--- START ---

PR #1721, opened 2026-09-09
fix(llama): rebase patch queue onto upstream b31b71f3a0

i386:
# Repair PR #1721 — llama.cpp canary: patch-queue rebase onto `b31b71f3a0`

Automated llama.cpp canary repair (mode: patch-queue), certified green by the family
battery on the `family-certify` runner.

--- END ---

▶ WHAT THE TASK REQUIRES
Copy every line above in which the string "rebase" shows up.

▶ RESULT OF THE TASK
fix(llama): rebase patch queue onto upstream b31b71f3a0
# Repair PR #1721 — llama.cpp canary: patch-queue rebase onto `b31b71f3a0`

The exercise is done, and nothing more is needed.